My father and I had a stormy relationship, but we also shared some fellow feeling, some attitude that made us rather similar to each other. It gave us some peace in the midst of the angry whirl. Music moved both of us, for instance, and it was the same kind of openly emotional music. He loved opera, and I do, too. But he also reacted to popular music. When I played the Beatles tune, “There Are Places I Remember,” the last September before I went off to my final year in college, we both were moved to tears. We embraced and cried together, knowing that our separation was likely to be permanent. Only a few months later, he had a second amputation. And then, when I was home on spring break, a fatal heart attack in front of me. That Beatles song moment was the last pure one I had with my father. I cannot hear that song without crying, and my beloved husband, if he hears the song, always comes to hold me.

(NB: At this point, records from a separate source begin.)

Issue #57959, opened 2025-05-13
Add back button to the email editor


costasovo:
In this task, we want to add a back button to the email editor. The black cross in the editor 

<img src="https://uploads.linear.app/f629fcde-6f9b-48e8-8af3-60eed8823bff/7cff5424-8150-465a-8f38-3fb4784b0b01/dc088ebc-ba16-457c-a2ee-ae8f0cad9e04?signature=eyJhbGciOiJIUzI1NiIsInR5cCI6IkpXVCJ9.eyJwYXRoIjoiL2Y2MjlmY2RlLTZmOWItNDhlOC04YWYzLTYwZWVkODgyM2JmZi83Y2ZmNTQyNC04MTUwLTQ2NWEtOGYzOC0zZmI0Nzg0YjBiMDEvZGMwODhlYmMtYmExNi00NTdjLWEyZWUtYWU4ZjBjYWQ5ZTA0IiwiaWF0IjoxNzQ3MTQ1Mzk4LCJleHAiOjMzMzE3NzA1Mzk4fQ.a1f_GuV1N5wuhXmWFyGF8hiyibypqDnc3xQHkNB_JUI " alt="main-dashboard-button-close-icon-example.webp" width="859" data-linear-height="375" />

Use the same background as in the site editor. By default, the icon is `wordpress` and it closes Fullscreen mode. It is displayed only in full-screen mode. This aligns with the core and should make the next migration step to the post-editor easier.<br><br>The third party can replace the icon and the callback function. <br><br>For WooCommerce integration:

* We want to enforce the full-screen mode (via config or filter) so that the back button is always displayed
* The icon will be `arrowLeft`
* In the action we will redirect to `wp-admin/admin.php?page=wc-settings&tab=email`
* We will also need to change where the validation happens. We want to trigger it on save.
* Remove the "Save email" button. We want to keep only the Save button. When all changes are save the Save button has disabled state.

PR #58154, opened 2025-05-21
Add back button to the email editor

pavel-mailpoet:

This adds a back button to the WooCommerce Email Editor, allowing navigation back to the email listings page from the editor. The back button appears when the editor is in full-screen mode, which is now enforced by default.

- Added a new `BackButtonContent` component that renders a back button
- Updated the editor component to conditionally render the back button when in full-screen mode
- Modified `PageRenderer.php` to force full-screen mode by adding the isFullScreenForced setting

Closes WOOPLUG-4268 #57959.

| Before | After |
| ------ | ----- |
|    Screenshot 2025-05-21 at 10 14 41   |   Screenshot 2025-05-21 at 10 15 01    |

1. Navigate to the WooCommerce Email Editor
2. Verify that the editor opens in full-screen mode
3. Check that the back button appears in the top-left corner
4. Hover over the back button to see the animation effect
5. Click the back button to confirm it navigates back to the email listings page

### Changelog entry

<details>

#### Significance

-   [ ] Patch
-   [ ] Minor
-   [ ] Major

#### Type

#### Message 

</details>

<details>

#### Comment 

</details>

### DIFF
--- a/packages/js/email-editor/src/components/block-editor/editor.tsx
+++ b/packages/js/email-editor/src/components/block-editor/editor.tsx
@@ -69,7 +69,7 @@ export function InnerEditor( {
 						? getEditedPostTemplate()
 						: null,
 				post: postObject,
-				isFullscreenEnabled: true,
+				isFullscreenEnabled: settings.fullScreen,
 			};
 		},
 		[ currentPost.postType, currentPost.postId ]
--- a/packages/js/email-editor/src/components/block-editor/editor.tsx
+++ b/packages/js/email-editor/src/components/block-editor/editor.tsx
@@ -54,30 +54,35 @@ export function InnerEditor( {
 		'post-only'
 	);
 
-	const { post, template, isFullScreenForced } = useSelect(
-		( select ) => {
-			const { getEntityRecord } = select( coreStore );
-			const { getEditedPostTemplate } = select( storeName );
-			const postObject = getEntityRecord(
-				'postType',
+	// isFullScreenForced – comes from settings and cannot be changed by the user
+	// isFullscreenEnabled – indicates if a user has enabled fullscreen mode
+	const { post, template, isFullScreenForced, isFullscreenEnabled } =
+		useSelect(
+			( select ) => {
+				const { getEntityRecord } = select( coreStore );
+				const { getEditedPostTemplate } = select( storeName );
+				const postObject = getEntityRecord(
+					'postType',
+					currentPost.postType,
+					currentPost.postId
+				);
+				return {
+					template:
+						currentPost.postType !== 'wp_template'
+							? getEditedPostTemplate()
+							: null,
+					post: postObject,
+					isFullscreenEnabled:
+						select( storeName ).isFeatureActive( 'fullscreenMode' ),
+					isFullScreenForced: settings.isFullScreenForced,
+				};
+			},
+			[
 				currentPost.postType,
-				currentPost.postId
-			);
-			return {
-				template:
-					currentPost.postType !== 'wp_template'
-						? getEditedPostTemplate()
-						: null,
-				post: postObject,
-				isFullScreenForced: settings.isFullScreenForced,
-			};
-		},
-		[
-			currentPost.postType,
-			currentPost.postId,
-			settings.isFullScreenForced,
-		]
-	);
+				currentPost.postId,
+				settings.isFullScreenForced,
+			]
+		);
 
 	// @ts-expect-error Type is missing in @types/wordpress__editor
 	const { removeEditorPanel } = useDispatch( editorStore );
@@ -135,7 +140,9 @@ export function InnerEditor( {
 					<TemplateSelection />
 					<StylesSidebar />
 					<SendPreview />
-					<FullscreenMode isActive={ isFullScreenForced } />
+					<FullscreenMode
+						isActive={ isFullScreenForced || isFullscreenEnabled }
+					/>
 					{ isFullScreenForced && <BackButtonContent /> }
 					{ ! isFullScreenForced && <MoreMenu /> }
 					{ currentPost.postType === 'wp_template' ? (
--- a/packages/js/email-editor/src/components/block-editor/editor.tsx
+++ b/packages/js/email-editor/src/components/block-editor/editor.tsx
@@ -72,7 +72,7 @@ export function InnerEditor( {
 				isFullscreenEnabled: settings.fullScreen,
 			};
 		},
-		[ currentPost.postType, currentPost.postId ]
+		[ currentPost.postType, currentPost.postId, settings.fullScreen ]
 	);
 
 	// @ts-expect-error Type is missing in @types/wordpress__editor
--- a/packages/js/email-editor/src/components/block-editor/editor.tsx
+++ b/packages/js/email-editor/src/components/block-editor/editor.tsx
@@ -54,7 +54,7 @@ export function InnerEditor( {
 		'post-only'
 	);
 
-	const { post, template, isFullscreenEnabled } = useSelect(
+	const { post, template, isFullScreenForced } = useSelect(
 		( select ) => {
 			const { getEntityRecord } = select( coreStore );
 			const { getEditedPostTemplate } = select( storeName );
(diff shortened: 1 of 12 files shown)


packages/js/email-editor/src/hooks/use-content-validation.ts
```diff
@@ -38,35 +73,39 @@ export const useContentValidation = (): ContentValidationData => {
...
 		removeValidationNotice,
 		hasValidationNotice,
-		rules,
 	] );
 
+	useEffect( () => {
+		const filterHandler = async ( edits: Record< string, unknown > ) => {
+			const isValid = validateContent();
+			if ( ! isValid ) {
+				throw new Error();
```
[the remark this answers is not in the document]
pavel-mailpoet: There should already be a message for the user. This error is to stop saving the email, it doesn't need an error message.

packages/js/email-editor/src/components/block-editor/editor.tsx
```diff
@@ -53,27 +54,35 @@ export function InnerEditor( {
...
+				);
+				return {
+					template:
+						currentPost.postType !== 'wp_template'
+							? getEditedPostTemplate()
+							: null,
+					post: postObject,
+					isFullscreenEnabled:
+						select( storeName ).isFeatureActive( 'fullscreenMode' ),
+					isFullScreenForced: settings.isFullScreenForced,
```
costasovo: `isFullScreenForced` doesn't need to be in `useSelect`.
It is not fetched from the store, but just passed via the `settings` prop so it can be accessed directly.
So you can do just `const { isFullScreenForced } = settings;` outside the useSelect.

packages/js/email-editor/src/components/block-editor/editor.tsx
```diff
@@ -131,14 +140,17 @@ export function InnerEditor( {
...
+					/>
+					{ isFullScreenForced && <BackButtonContent /> }
+					{ ! isFullScreenForced && <MoreMenu /> }
 					{ currentPost.postType === 'wp_template' ? (
 						<TemplateSettingsPanel />
 					) : (
 						<SettingsPanel />
 					) }
-					<PublishSave />
+					{ ! isFullScreenForced && <PublishSave /> }
```
costasovo: If I'm not mistaken this change means that when the isFullScreenForced is true we would completely hide the button.

This works for Woo, but in MailPoet we will still want to display the Send button. I think the logic must be handled differently.

Here is my perspective: 
We don't want to hide the <PublishSave /> because fullscreen mode is forced, but because we don't want and don't need to display the custom button for Woo transactional emails.
So I think this should be a different setting or perhaps a filter. That would allow to disable this button for transactional email, but we could still use it when we add support for more email types to Woo.

packages/js/email-editor/src/components/header/style.scss
```diff
@@ -10,3 +10,83 @@
 		display: none;
 	}
 }
+
+.woocommerce-email-editor__view-mode-toggle {
```
costasovo, line 14: Could you please share more details on why we need to use the custom styles and not just reuse styles for the post editor we already load?
I noticed a commit message about some problems with colors.
I ran into some problems with colors recently. The preset vars were not defined outside the editor canvas. I fixed the issue in [the PR with UI fixes](https://github.com/woocommerce/woocommerce/pull/58078) that was merged a few day ago. So perhaps if the problem was the same, we might not need the CSS 🙏

costasovo (commented):
@pavel-mailpoet Thanks for adding the functionality! I like the idea of using the editor settings.

At this point, I focused only on the code. I added some comments. I'll test the functionality when we resolve the comments.

packages/js/email-editor/src/components/block-editor/editor.tsx
pavel-mailpoet: I will update the code. But can you explain the reason for moving it outside? Is there a downside to doing it this way? Does it cause any performance issues or any other issues?

packages/js/email-editor/src/components/block-editor/editor.tsx
pavel-mailpoet: > If I'm not mistaken this change means that when the isFullScreenForced is true we would completely hide the button.

Yes, that is correct

> This works for Woo, but in MailPoet we will still want to display the Send button. I think the logic must be handled differently.

Hmm, I assumed that the forced full-screen mode is for WooCommerce, but in MailPoet, we wouldn't use it, and the Send button would be displayed. Is it not the case? I can use a different setting or filter; that's not a problem.

costasovo: > Hmm, I assumed that the forced full-screen mode is for WooCommerce, but in MailPoet, we wouldn't use it, and the Send button would be displayed. Is it not the case? 

Yes, this currently works for the two projects we manage ourselves. But we are building the editor to be consumed in other projects. The current logic is: When you force full screen, you are not able to add the send button.  This feels confusing to me. 

In the send button we have a [filter that allows adding a custom callback](https://github.com/woocommerce/woocommerce/blob/trunk/packages/js/email-editor/src/components/header/send-button.tsx#L53-L56), and if the callback is not set, we have a default callback that redirects to [`url.send` from settings](https://github.com/woocommerce/woocommerce/blob/dd824c38d82654ba176537c78ccfedb8a0143bed/packages/js/email-editor/src/components/header/send-button.tsx#L34-L36). So, we might not add any new filters, but we could check if there is an action or send url. If there are none we would not display the button. And then for Woo we unset the `url.send` because we don't need the send url in Woo. I would find this logic cleaner. I woudl implement those checks in the PublishSave component.

pavel-mailpoet: That makes sense, thank you @costasovo for the explanation. 


I prefer to control the button using the settings, but if you strongly prefer a filter, I don't mind.

packages/js/email-editor/src/components/header/style.scss
pavel-mailpoet: I am testing it now, but with the default editor classes, the CSS does not load properly: https://d.pr/i/jwViee

I'm not sure what I'm missing, but that's why I used the custom styles. 

This is the screenshot from the site editor: https://d.pr/i/pcjyfB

My father died 40 years ago this month. I still shed tears for him on occasions like this, when I remember him vividly. When you lose a loved one, the pain and loss never go away, although they dim. What go away are the arguments that led to me stomping upstairs and my father coming to the foot of them—each of us knowing that with his wooden leg, he could not climb them—and urging me to come back, because he had made my favorite mashed potatoes.
And there it is, love in all its curious parts: intellectual, affectionate, silly and toxic, too. As I go through old family papers, I find it hard to part with even a page that has my father’s handwriting on it. Forty years later.
Prince Mikhail Sergeievich Argutinski-Dolgoruky Iskanderbeg-Khojaminasoff Vartanoff 1900–1970
Interesting coincidence… the only time my dad and I bonded over a comic book was when I had a letter published in FF #64. Despite the fact that he thought comics were a waste of time and money, he bought a second issue off the stands for me.
I’m jealous. All I know of my father is what he chose to show. I know he loved elephants, but, what what they meant to him, or why, he took to his grave. Some people have death masks. My memories of my father are a life mask.
Irene, I didn’t realize that your dad worked at AMS, or did I? My sister and her husband spent their careers there. Good people. I thought I had the oldest dad at Whitman. . . he was born in 1903. Yours was born in 1900. . . you win!! My dad also worked for the US government and never brought a pen or pencil home, or even accepted gifts that were sent from various companies at Christmas-time, for fear it would create a climate of favoritism. He would give away the goodies to the secretaries and clerks. I was not pleased. . . but I understood! I love this piece about your father, and I still cry when I think of mine also. They don’t seem to make honorable men like that any more. What a treasure! Even better than a title.